Unexpected Performance Regression

elvircrn commented 10 months ago

Hi, I hope that this repo is still maintained or at least open for questions. :)

My use-case:

I have a code-base which utilizes the C++ wmma template API. For specific reasons I need to perform the m16n16k16 operations and I wanted to find a quick way to switch it out for the newer mma instructions using your awesome library in the following way:

#define USE_MMA
#ifdef USE_MMA
#include "wmma_extension/detail/common.hpp"
#include "wmma_extension/tcec/detail/simt/mma_simt.hpp"
#else
#include <mma.h>
#endif

// ..

#ifdef USE_MMA
  namespace w = mtk::wmma::mma_simt;
  namespace wmma = nvcuda::wmma;
#else
  namespace w = nvcuda::wmma;
  namespace wmma = nvcuda::wmma;
#endif

and then later on use the namespaces as follows:

w::fragment<nvcuda::wmma::matrix_a, 16, 16, 16, VALUE_TYPE, wmma::row_major>
...
w::fill_fragment(frags[i][j], (VALUE_TYPE)0);
// etc.

Basically the USE_MMA flag switches between this library and the built-in nvcuda wmma C++ API.

I have two question:

First of all, is this even the intended use-case for this library?
I observe a significant performance regression when I attempt to do this. Is this also expected? I was under the impression that the underlying mma instructions will outperform the wmma API.

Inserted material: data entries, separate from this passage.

PR #2273, opened 2019-06-14
fix(accordion): adds prop to heading level of parent component

### LINKED ISSUE #1881: Accordion - prop for heading level

jenny-s51:
**What**: closes #1881 , #2273


packages/patternfly-4/react-core/src/components/Accordion/AccordionToggle.js
```diff
@@ -3,21 +3,27 @@ import PropTypes from 'prop-types';
 import { css } from '@patternfly/react-styles';
 import { AngleRightIcon } from '@patternfly/react-icons';
 import styles from '@patternfly/react-styles/css/components/Accordion/accordion';
+import { AccordionContext } from './Accordion';
+import { ApplicationLauncherPosition } from '../ApplicationLauncher/applicationLauncherConstants';
```
jschuler: this should not be here

packages/patternfly-4/react-core/src/components/Accordion/AccordionToggle.js
```diff
@@ -3,21 +3,27 @@ import PropTypes from 'prop-types';
...
-        <AngleRightIcon className={css(styles.accordionToggleIcon)} />
-      </button>
-    </h3>
+    <AccordionContext.Consumer>
+      {({ HeadingLevel }) => (
+        <HeadingLevel>
+          <button
+            id={id}
+            className={css(styles.accordionToggle, isExpanded && styles.modifiers.expanded, className)}
+            {...props}
```
jschuler: would you mind making `{...props}` the last attribute

packages/patternfly-4/react-core/src/components/Accordion/Accordion.js
```diff
@@ -3,17 +3,34 @@ import PropTypes from 'prop-types';
...
 import styles from '@patternfly/react-styles/css/components/Accordion/accordion';
 
-const Accordion = ({ children, className, 'aria-label': ariaLabel, ...props }) => (
-  <dl className={css(styles.accordion, className)} aria-label={ariaLabel} {...props}>
-    {children}
-  </dl>
-);
+export const AccordionContext = React.createContext({ headingLevel: 'h3' });
+
+export const HeadingLevelTypes = {
```
jschuler: Why is this needed? I think we can just pass `headingLevel` through into context

jenny-s51: Do you mean I should just set `AccordionContext = React.createContext();` ?

packages/patternfly-4/react-core/src/components/Accordion/AccordionToggle.js
mturley: Ah, the price of auto-import-on-tab-completion.

packages/patternfly-4/react-core/src/components/Accordion/Accordion.js
mturley: I think this const is good to have for the consumer (it'll be the same as enums we export elsewhere, when this is ported over to the typescript version) but Joachim is saying that on line 18 we don't need `const HeadingLevel = HeadingLevelTypes[headingLevel];`, we can just pass lowercase-h `headingLevel` into the provider. The HeadingLevelTypes object doesn't really do anything for us internally, it's just for the consumer

packages/patternfly-4/react-core/src/components/Accordion/Accordion.tsx
```diff
@@ -2,22 +2,44 @@ import * as React from 'react';
...
+export enum HeadingLevel {
+  h1 = 'h1',
+  h2 = 'h2',
+  h3 = 'h3',
+  h4 = 'h4',
+  h5 = 'h5',
+  h6 = 'h6'
+}
+
+// declare global {
```
mturley: We can fully remove this now.

packages/patternfly-4/react-core/src/components/Accordion/Accordion.tsx
```diff
@@ -2,22 +2,44 @@ import * as React from 'react';
 import { css } from '@patternfly/react-styles';
 import styles from '@patternfly/react-styles/css/components/Accordion/accordion';
 
+export const AccordionContext = React.createContext('h3');
+
+export enum HeadingLevel {
```
mturley: Judging by our discussion in Slack, since the user already has `TitleLevel` we don't need this enum after all.

packages/patternfly-4/react-core/src/components/Accordion/Accordion.tsx
```diff
@@ -2,22 +2,44 @@ import * as React from 'react';
...
 export const Accordion: React.FunctionComponent<AccordionProps> = ({
   children = null,
   className = '',
   'aria-label': ariaLabel = '',
+  headingLevel = 'h3',
   ...props
 }: AccordionProps) => (
   <dl className={css(styles.accordion, className)} aria-label={ariaLabel} {...props}>
-    {children}
+    <AccordionContext.Provider value={ headingLevel }>{children}</AccordionContext.Provider>
```
mturley: I guess we still have eslint turned off, but I think when it's eventually turned back on it'll complain about the spacing here, I think you want to remove the spaces around `headingLevel` here (`value={headingLevel}`)

jenny-s51: Thank you! I resolved changes you mentioned above in this commit [https://github.com/patternfly/patternfly-react/pull/2273/commits/9db9ef3ff99503ea299d88585119f0b117745ad7](here)

packages/patternfly-4/react-core/src/components/Accordion/Accordion.tsx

I can post more details, if necessary, of course (in case I didn't horribly missuse/missunderstand the library internals).

Thanks, Elvir

elvircrn commented 10 months ago

Whoops, seems like this code path doesn't invoke mma instructions (please correct me if I'm wrong). I guess I could get away with just having multiple m16n8k16, but I am still wondering if there is a more convinient way of doing this?

enp1s0 commented 10 months ago

Hi @elvircrn, thank you for using this library. As you mentioned, mtk::wmma::mma_simt does not invoke the MMA instruction. Instead, there are two ways to use the m16n8k16 instruction to compute m16n16k16.

As you mentioned, invoke the m16n8k16 instruction twice in your code.
Use the mtk::wmma::tcec API as shown in the code below. This way is available only when the fragment type of matrix C and D is float.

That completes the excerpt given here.